(Beginning of Input material)

PR #348, opened 2022-08-23
Remove `BroadcastChannel` and cleanup annotations

pm47:
No more `ObsoleteCoroutinesApi`!

Best reviewed commit by commit.

PR #350, opened 2022-08-24
Add a simple on-chain wallet

pm47:
Usage:
```kotlin
val client = ElectrumClient(...)
val wallet = ElectrumMiniWallet(Block.LivenetGenesisBlock.hash, client, this)

// watch-only
wallet.addAddress("16MmJT8VqW465GEyckWae547jKVfMB14P8")
// spendable p2wpkh
wallet.addPay2wpkhAddress(randomKey())

wallet.walletStateFlow
  .collect { println("balance=${it.balance} utxos=${it.utxos.size}") }
```

Example to watch funds on the final addresses (@dpad85):
```kotlin
val nodeParams: NodeParams = ...
val wallet: ElectrumMiniWallet = ...
val channels: List<ChannelStateWithCommitments> = ...

channels.forEach { data ->
  val bitcoinAddress = Bitcoin.addressFromPublicKeyScript(nodeParams.chainHash, data.commitments.localParams.defaultFinalScriptPubKey.toByteArray())!!
  wallet.addAddress(bitcoinAddress)
}
```

### DIFF
--- a/src/commonMain/kotlin/fr/acinq/lightning/blockchain/electrum/ElectrumMiniWallet.kt
+++ b/src/commonMain/kotlin/fr/acinq/lightning/blockchain/electrum/ElectrumMiniWallet.kt
@@ -1,11 +1,9 @@
 package fr.acinq.lightning.blockchain.electrum
 
-import fr.acinq.bitcoin.Bitcoin
-import fr.acinq.bitcoin.ByteVector
-import fr.acinq.bitcoin.ByteVector32
-import fr.acinq.bitcoin.Script
+import fr.acinq.bitcoin.*
 import fr.acinq.lightning.utils.Connection
 import fr.acinq.lightning.utils.lightningLogger
+import fr.acinq.lightning.utils.sat
 import kotlinx.coroutines.CoroutineScope
 import kotlinx.coroutines.flow.MutableStateFlow
 import kotlinx.coroutines.flow.asStateFlow
@@ -13,7 +11,9 @@ import kotlinx.coroutines.flow.collect
 import kotlinx.coroutines.launch
 import kotlin.native.concurrent.ThreadLocal
 
-data class Balance(val utxos: List<UnspentItem>)
+data class WalletState(val utxos: List<UnspentItem>) {
+    val balance: Satoshi = utxos.map { it.value }.sum().sat
+}
 
 /**
  * A very simple wallet that only watches one address and publishes its utxos.
@@ -26,8 +26,8 @@ class ElectrumMiniWallet(
 ) : CoroutineScope by scope {
 
     // state flow with the current balance
-    private val _balanceFlow = MutableStateFlow<Balance?>(null)
-    val balanceFlow get() = _balanceFlow.asStateFlow()
+    private val _walletStateFlow = MutableStateFlow<WalletState?>(null)
+    val walletStateFlow get() = _walletStateFlow.asStateFlow()
 
     private val pubkeyScript = ByteVector(Script.write(Bitcoin.addressToPublicKeyScript(chainHash, bitcoinAddress)))
     private val scriptHash = ElectrumClient.computeScriptHash(pubkeyScript)
@@ -60,12 +60,11 @@ class ElectrumMiniWallet(
                     }
                     is ScriptHashListUnspentResponse -> {
                         if (it.scriptHash == scriptHash) {
-                            logger.info { "${it.unspents.size} utxo(s) for address=$bitcoinAddress" }
-                            it.unspents.forEach {
-                                logger.info { "utxo=${it.outPoint.txid}:${it.outPoint.index} amount=${it.value} sat" }
-                            }
+                            val walletState = WalletState(it.unspents)
+                            logger.info { "${it.unspents.size} utxo(s) for address=$bitcoinAddress, balance=${walletState.balance}" }
+                            it.unspents.forEach { logger.debug { "utxo=${it.outPoint.txid}:${it.outPoint.index} amount=${it.value} sat" } }
                             // publish the updated balance
-                            _balanceFlow.value = Balance(it.unspents)
+                            _walletStateFlow.value = walletState
                         }
                     }
                     else -> {}
--- a/src/commonMain/kotlin/fr/acinq/lightning/blockchain/electrum/ElectrumMiniWallet.kt
+++ b/src/commonMain/kotlin/fr/acinq/lightning/blockchain/electrum/ElectrumMiniWallet.kt
@@ -10,41 +10,48 @@ import kotlinx.coroutines.flow.*
 import kotlinx.coroutines.launch
 import kotlin.native.concurrent.ThreadLocal
 
-data class WalletState(val addresses: Map<String, Pair<List<UnspentItem>, PrivateKey?>>) {
-    val utxos: List<UnspentItem> = addresses.flatMap { it.value.first }
+data class WalletState(val addresses: Map<String, List<UnspentItem>>, val privateKeys: Map<String, PrivateKey>) {
+    val utxos: List<UnspentItem> = addresses.flatMap { it.value }
     val balance: Satoshi = utxos.sumOf { it.value }.sat
 
     fun spendable(): List<UnspentItem> {
         return addresses
-            .filter { it.value.second != null }
-            .flatMap { it.value.first }
+            .filter { privateKeys.containsKey(it.key) }
+            .flatMap { it.value }
     }
+
+    private val outPoint2Address = addresses.entries.flatMap { entry -> entry.value.map { it.outPoint to entry.key } }.toMap()
 
     /** Sign the inputs owned by this wallet (only works for P2WPKH scripts) */
     fun sign(tx: Transaction): Transaction {
         return tx.txIn.foldIndexed(tx) { index, wipTx, txIn ->
-            when (val utxo = spendable().find { it.outPoint == txIn.outPoint }) {
-                is UnspentItem -> {
-                    // we know this utxo and have the private key
-                    val privateKey = addresses.values.find { it.first.contains(utxo) }!!.second!! // TODO improve that
-                    // mind this: the pubkey script used for signing is not the prevout pubscript (which is just a push
-                    // of the pubkey hash), but the actual script that is evaluated by the script engine, in this case a PAY2PKH script
-                    val publicKey = privateKey.publicKey()
-                    val pubKeyScript = Script.pay2pkh(publicKey)
-                    val sig = Transaction.signInput(
-                        tx,
-                        index,
-                        pubKeyScript,
-                        SigHash.SIGHASH_ALL,
-                        utxo.value.sat,
-                        SigVersion.SIGVERSION_WITNESS_V0,
-                        privateKey
-                    )
-                    // update the signature for the corresponding input
-                    val witness = ScriptWitness(listOf(sig.byteVector(), publicKey.value))
-                    wipTx.updateWitness(index, witness)
+            val witness = outPoint2Address[txIn.outPoint]?.let { address ->
+                addresses[address]?.find { it.outPoint == txIn.outPoint }?.let { utxo ->
+                    privateKeys[address]?.let { privateKey ->
+                        // mind this: the pubkey script used for signing is not the prevout pubscript (which is just a push
+                        // of the pubkey hash), but the actual script that is evaluated by the script engine, in this case a PAY2PKH script
+                        val publicKey = privateKey.publicKey()
+                        val pubKeyScript = Script.pay2pkh(publicKey)
+                        val sig = Transaction.signInput(
+                            tx,
+                            index,
+                            pubKeyScript,
+                            SigHash.SIGHASH_ALL,
+                            utxo.value.sat,
+                            SigVersion.SIGVERSION_WITNESS_V0,
+                            privateKey
+                        )
+                        ScriptWitness(listOf(sig.byteVector(), publicKey.value))
+                    }
                 }
-                else -> wipTx // we don't know how to sign this input
+            }
+            when (witness) {
+                is ScriptWitness ->
+                    // update the signature for the corresponding input
+                    wipTx.updateWitness(index, witness)
+                else ->
+                    // we don't know how to sign this input
+                    wipTx
             }
         }
     }
@@ -55,7 +62,6 @@ private sealed interface WalletCommand {
         object ElectrumConnected : WalletCommand
         data class ElectrumNotification(val msg: ElectrumResponse) : WalletCommand
         data class AddAddress(val bitcoinAddress: String, val privateKey: PrivateKey?) : WalletCommand
-        data class AddPubkeyScript(val pubkeyScript: ByteVector, val privateKey: PrivateKey?) : WalletCommand
     }
 }
 
@@ -70,7 +76,7 @@ class ElectrumMiniWallet(
 ) : CoroutineScope by scope {
 
     // state flow with the current balance
-    private val _walletStateFlow = MutableStateFlow(WalletState(emptyMap()))
+    private val _walletStateFlow = MutableStateFlow(WalletState(emptyMap(), emptyMap()))
     val walletStateFlow get() = _walletStateFlow.asStateFlow()
 
     // all currently watched script hashes and their corresponding bitcoin address
@@ -82,12 +88,6 @@ class ElectrumMiniWallet(
     fun addAddress(bitcoinAddress: String, privateKey: PrivateKey? = null) {
         launch {
             mailbox.send(WalletCommand.Companion.AddAddress(bitcoinAddress, privateKey))
-        }
-    }
-
-    fun addPubkeyScript(pubkeyScript: ByteVector, privateKey: PrivateKey? = null) {
-        launch {
-            mailbox.send(WalletCommand.Companion.AddPubkeyScript(pubkeyScript, privateKey))
         }
     }
 
@@ -125,10 +125,7 @@ class ElectrumMiniWallet(
                             }
                             is ScriptHashListUnspentResponse -> {
                                 scriptHashes[msg.scriptHash]?.let { address ->
-                                    val newValue = _walletStateFlow.value.addresses
-                                        .getOrElse(address, defaultValue = { emptyList<UnspentItem>() to null }) // default value
-                                        .let { v -> msg.unspents to v.second } // update the utxos, keep the private key
-                                    val walletState = WalletState(_walletStateFlow.value.addresses + (address to newValue))
+                                    val walletState = _walletStateFlow.value.copy(addresses = _walletStateFlow.value.addresses + (address to msg.unspents))
                                     logger.info { "${msg.unspents.size} utxo(s) for address=$address balance=${walletState.balance}" }
                                     msg.unspents.forEach { logger.debug { "utxo=${it.outPoint.txid}:${it.outPoint.index} amount=${it.value} sat" } }
                                     // publish the updated balance
@@ -141,10 +138,9 @@ class ElectrumMiniWallet(
                     is WalletCommand.Companion.AddAddress -> {
                         logger.info { "adding new address=${it.bitcoinAddress}" }
                         scriptHashes = scriptHashes + subscribe(it.bitcoinAddress)
-                    }
-                    is WalletCommand.Companion.AddPubkeyScript -> {
-                        logger.info { "adding new pubkeyScript=${it.pubkeyScript}" }
-                        scriptHashes = scriptHashes + subscribe(it.pubkeyScript)
+                        it.privateKey?.let { privateKey ->
+                            _walletStateFlow.value = _walletStateFlow.value.copy(privateKeys = _walletStateFlow.value.privateKeys + (it.bitcoinAddress to privateKey))
+                        }
                     }
                 }
             }
@@ -153,11 +149,6 @@ class ElectrumMiniWallet(
 
     private fun subscribe(bitcoinAddress: String): Pair<ByteVector32, String> {
         val pubkeyScript = ByteVector(Script.write(Bitcoin.addressToPublicKeyScript(chainHash, bitcoinAddress)))
-        return subscribe(pubkeyScript)
-    }
-
-    private fun subscribe(pubkeyScript: ByteVector): Pair<ByteVector32, String> {
-        val bitcoinAddress = Bitcoin.addressFromPublicKeyScript(chainHash, pubkeyScript.toByteArray())!!
         val scriptHash = ElectrumClient.computeScriptHash(pubkeyScript)
         logger.info { "subscribing to address=$bitcoinAddress pubkeyScript=$pubkeyScript scriptHash=$scriptHash" }
         client.sendElectrumRequest(ScriptHashSubscription(scriptHash))
--- a/src/commonMain/kotlin/fr/acinq/lightning/blockchain/electrum/ElectrumMiniWallet.kt
+++ b/src/commonMain/kotlin/fr/acinq/lightning/blockchain/electrum/ElectrumMiniWallet.kt
@@ -58,6 +58,12 @@ class ElectrumMiniWallet(
         }
     }
 
+    fun addPubkeyScript(pubkeyScript: ByteVector, privateKey: PrivateKey? = null) {
+        launch {
+            mailbox.send(WalletCommand.Companion.AddPubkeyScript(pubkeyScript, privateKey))
+        }
+    }
+
     init {
         launch {
             // listen to connection events
--- a/src/commonMain/kotlin/fr/acinq/lightning/blockchain/electrum/ElectrumMiniWallet.kt
+++ b/src/commonMain/kotlin/fr/acinq/lightning/blockchain/electrum/ElectrumMiniWallet.kt
@@ -23,8 +23,8 @@ data class WalletState(val addresses: Map<String, List<UnspentItem>>, val privat
         return addresses
             .filter { privateKeys.containsKey(it.key) }
             .flatMap { it.value }
-            .filter { parentTxs.containsKey(it.tx_hash) }
-            .map { Utxo(parentTxs[it.tx_hash]!!, it.tx_pos, it.height) }
+            .filter { parentTxs.containsKey(it.txid) }
+            .map { Utxo(parentTxs[it.txid]!!, it.outputIndex, it.blockHeight) }
     }
 
     private val outPoint2Address = addresses.entries.flatMap { entry -> entry.value.map { it.outPoint to entry.key } }.toMap()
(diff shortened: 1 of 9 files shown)


src/commonMain/kotlin/fr/acinq/lightning/blockchain/electrum/ElectrumMiniWallet.kt
```diff
@@ -0,0 +1,119 @@
...
+import fr.acinq.lightning.utils.Connection
+import fr.acinq.lightning.utils.lightningLogger
+import fr.acinq.lightning.utils.sat
+import kotlinx.coroutines.CoroutineScope
+import kotlinx.coroutines.channels.Channel
+import kotlinx.coroutines.flow.*
+import kotlinx.coroutines.launch
+import kotlin.native.concurrent.ThreadLocal
+
+data class WalletState(val addresses: Map<String, List<UnspentItem>>) {
```
pm47, line 13: The hierarchy is useful to to update the utxos (Electrum will return a set of utxos per script).

src/commonMain/kotlin/fr/acinq/lightning/blockchain/electrum/ElectrumMiniWallet.kt
```diff
@@ -0,0 +1,119 @@
...
+    private val client: ElectrumClient,
+    private val scope: CoroutineScope
+) : CoroutineScope by scope {
+
+    // state flow with the current balance
+    private val _walletStateFlow = MutableStateFlow(WalletState(emptyMap()))
+    val walletStateFlow get() = _walletStateFlow.asStateFlow()
+
+    // all currently watched bitcoin addresses and their corresponding script hash
+    private var scriptHashes: Map<ByteVector32, String> = emptyMap()
```
pm47, line 41: Should we track addresses or pubkeyscripts internally? The former is more human friendly, the latter is more generic.

pm47:
Rebased on top of #348.

pm47:
Rebased on master.

src/commonMain/kotlin/fr/acinq/lightning/blockchain/electrum/ElectrumMiniWallet.kt
```diff
@@ -0,0 +1,139 @@
...
+    val utxos: List<UnspentItem> = pubKeyScripts.flatMap { it.value.first }
+    val balance: Satoshi = utxos.sumOf { it.value }.sat
+    val spendable: List<Triple<ByteVector, PrivateKey, UnspentItem>> by lazy {
+        pubKeyScripts
+            .entries
+            .filter { it.value.second != null }
+            .flatMap {
+                it.value.first.map { utxo -> Triple(it.key, it.value.second!!, utxo) }
+            }
+    }
```
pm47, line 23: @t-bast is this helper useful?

(End of Input material)

Exercise instructions: Lines holding the word "more" in the records above: how many are there? Answer with the number only.

Solved exercise: 2